Pasal 184 ayat 1 Kitab Undang-Undang Hukum Pidana Indonesia mengatur 5 (lima) jenis alat
bukti yang sah, yaitu keterangan saksi, keterangan ahli, surat, petunjuk, dan keterangan
terdakwa. Artinya, hakim akan menjatuhkan pidana kepada seseorang jika sekurang-
kurangnya 2 (dua) dari 5 (lima) alat bukti tersebut membuat hakim berkeyakinan bahwa
benar terjadi tindak pidana dan terdakwa adalah pelakunya. Jika hakim memiliki keraguan
maka harus juga berdasarkan keraguan yang beralasan (reasonable doubt).
Pada Pasal 185 ayat 2 Kitab Undang-Undang Hukum Acara Pidana juga diatur bahwa
keterangan 1 (satu) orang saksi saja tidak cukup untuk membuktikan bahwa terdakwa
bersalah terhadap perbuatan yang didakwakan kepadanya. Namun, ketentuan tersebut
menjadi tidak berlaku, apabila disertai ada alat bukti yang sah lainnya. Hal ini dikenal dengan
istilah unus testis nullus testis.
Ketentuan-ketentuan tersebut diatur sedemikian tentunya supaya tercapai keadilan dalam
pemeriksaan perkara, dimana hakim tidak menjatuhkan pidana kepada orang yang tidak
bersalah.
Banyak pihak yang memandang bahwa jika demikian ketentuannya, maka akan banyak
pelaku tindak pidana yang tidak dapat dijatuhi hukuman dengan alasan tidak ada alat bukti
yang sah atau tidak ada seorang pun saksi yang melihat pelaku melakukan tindak pidana
tersebut. Untuk perkara-perkara yang demikian, hakim dapat menggunakan ketentuan Pasal
185 ayat 4 Kitab Undang-Undang Hukum Acara Pidana.
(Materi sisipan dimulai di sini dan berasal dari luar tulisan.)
PR #5376, opened 2025-01-11
Added support for batch size and multi processing to evaluate_detections

minhtuev:

This PR introduces parallel processing capabilities to the detection evaluation functionality in FiftyOne. Key changes include:

1) Implemented parallel processing of samples using ProcessPoolExecutor or ThreadPoolExecutor
2) Added configurable number of workers (defaults to CPU count - 1)
3) Maintained proper batch-based sample downloading through FiftyOne's iter_samples(), with batch_size exposed as an argument 

The parallelization significantly improves performance for large datasets while maintaining the same accuracy and output format as the original

* Local testing 

        notes for FiftyOne users.

-   [ ] Other

### DIFF
--- a/fiftyone/utils/eval/detection.py
+++ b/fiftyone/utils/eval/detection.py
@@ -139,8 +139,8 @@ def evaluate_detections(
         progress (None): whether to render a progress bar (True/False), use the
             default value ``fiftyone.config.show_progress_bars`` (None), or a
             progress callback function to invoke instead
-        batch_size (None): the batch size at which to process samples. By
-            default, all samples are processed in a single (1) batch
+        batch_size (None): the batch size at which to process samples. If None,
+            use the default batching strategy (usually latency)
         num_workers (None): number of parallel workers. Defaults to CPU count - 1
         **kwargs: optional keyword arguments for the constructor of the
             :class:`DetectionEvaluationConfig` being used
--- a/fiftyone/utils/eval/detection.py
+++ b/fiftyone/utils/eval/detection.py
@@ -5,7 +5,7 @@ Detection evaluation.
 | `voxel51.com <https://voxel51.com/>`_
 |
 """
-from concurrent.futures import ProcessPoolExecutor, ThreadPoolExecutor
+from concurrent.futures import ThreadPoolExecutor
 from copy import deepcopy
 import inspect
 import itertools
@@ -45,7 +45,6 @@ def evaluate_detections(
     progress=None,
     batch_size=None,
     num_workers=None,
-    executor_type="process",
     **kwargs,
 ):
     """Evaluates the predicted detections in the given samples with respect to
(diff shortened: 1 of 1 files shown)


fiftyone/utils/eval/detection.py
```diff
@@ -176,45 +188,67 @@ def evaluate_detections(
...
-            if processing_frames and save:
-                doc[tp_field] = tp
-                doc[fp_field] = fp
-                doc[fn_field] = fn
-
-        if save:
-            sample[tp_field] = sample_tp
-            sample[fp_field] = sample_fp
-            sample[fn_field] = sample_fn
+    with contextlib.ExitStack() as stack:
```
minhtuev, line 205: Need to clean up this bit

kaixi-wang:
How did you test this/on what platform? Pymongo is not fork safe and since fiftyone uses a single global mongo client, iterating over samples could result in deadlock. https://www.mongodb.com/docs/languages/python/pymongo-driver/current/faq/#can-i-use-pymongo-with-multiprocessing-

swheaton:
Also we are pausing this for now as discussed the other day 😊

minhtuev:
@kaixi-wang : I am running this locally on my mac computer against local & remote DB. The samples are fetched on the main thread and the actual IOU computation is parallelized, so I don't think there is a danger to Pymongo.

fiftyone/utils/eval/detection.py
```diff
@@ -176,45 +183,50 @@ def evaluate_detections(
...
+            else:
+                docs = [sample]
+
+            future = executor.submit(
+                _process_sample, docs, eval_method, eval_key, processing_frames
+            )
+            futures.append((future, sample))
+
+        # Collect results
+        for future, sample in futures:
```
minhtuev, line 219: We probably should define a constant somewhere so thaat we can collect the results earlier without having to maintain a large list

minhtuev:
Related PR:
https://github.com/voxel51/fiftyone/pull/5362/files

fiftyone/utils/eval/detection.py
```diff
@@ -135,6 +139,9 @@ def evaluate_detections(
         progress (None): whether to render a progress bar (True/False), use the
             default value ``fiftyone.config.show_progress_bars`` (None), or a
             progress callback function to invoke instead
+        batch_size (None): the batch size at which to process samples. By
+            default, all samples are processed in a single (1) batch
```
brimoor, line 143: It's not true that the default is a batch size of 1. `iter_samples(autosave=True)` uses a batching strategy by default:
https://github.com/voxel51/fiftyone/blob/67bdf7e60a752b2686c2050d4f7ec16141fef988/fiftyone/core/view.py#L500-L516 

The default batcher sends requests every 0.2 seconds:
https://github.com/voxel51/fiftyone/blob/67bdf7e60a752b2686c2050d4f7ec16141fef988/fiftyone/core/config.py#L159-L182

minhtuev: Ah, so if batch_size is not passed, we use latency strategy by default 👍

PR #5375, opened 2025-01-10
AutoComplete and DropDown operator View improvements

ritch:
## What changes are proposed in this pull request?

 - Changes the behavior of a dropdown to match the AutoCompleteView, but with dropdown semantics (eg. no user input)
 - Adds `values_only` param to `AutoCompleteView` for ensuring only the values are provided in the corresponding property (eg. `list()`).
 - Coerce empty string and arrays to `null` / `None` for `str` and `list` properties.

## How is this patch tested? If it is not, please explain why.

Using a purpose built test operator

## Summary by CodeRabbit

- **New Features**
	- Enhanced Autocomplete component with more flexible selection options
	- Added support for multiple dropdown selections
	- Introduced value coercion for input handling

- **Improvements**
	- Added options to allow user input in dropdowns
	- Implemented duplicate selection control
	- Improved input validation and processing

- **Technical Updates**
	- Updated component logic for more robust input management
	- Expanded schema-based input handling capabilities

PR #5379, opened 2025-01-13
Allow lists wherever possible in builtin operators

brimoor:
## Change log

- Updates the builtin operators to use `list()` to allow users to act on multiple fields/entities wherever it makes sense
- Adopts the cleaner syntax made possible by https://github.com/voxel51/fiftyone/pull/5375

### DIFF
--- a/plugins/operators/__init__.py
+++ b/plugins/operators/__init__.py
@@ -244,30 +244,28 @@ def _clone_sample_field_inputs(ctx, inputs):
     for key in field_keys:
         field_selector.add_choice(key, label=key)
 
-    inputs.enum(
+    field_prop = inputs.str(
         "field_name",
-        field_selector.values(),
         label="Sample field",
-        description=(
-            "The field to copy. You can use `embedded.field.name` to clone "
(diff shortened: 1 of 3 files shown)


plugins/operators/__init__.py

Pasal 185 ayat 4 Kitab Undang-Undang Hukum Acara Pidana, mengatur:
“Keterangan beberapa saksi yang berdiri sendiri-sendiri tentang suatu kejadian atau
keadaandapat digunakan sebagai suatu alat bukti yang sah apabila keterangan saksi itu ada
hubungannya satu dengan yang lain sedemikian rupa, sehingga dapat membenarkan adanya
suatu kejadian atau keadaan tertentu”.
Ketentuan ini sering disebut dengan saksi berantai (kettingbewijs),yaitu beberapa orang saksi
memberikan keterangan tentang suatu kejadian, namun keterangan tersebut berhubungan satu
sama lain, sehingga dianggap sah sebagai alat bukti.
Dengan adanya ketentuan ini, maka sesungguhnya tidak ada juga kelonggaran atau
kesempatan bagi seorang pelaku tindak pidana meskipun tidak ada saksi yang melihatnya
secara langsung atau hanya ada 1 (satu) saksi saja tanpa alat bukti yang sah lainnya, atau
dengan alasan tidak cukup alat bukti.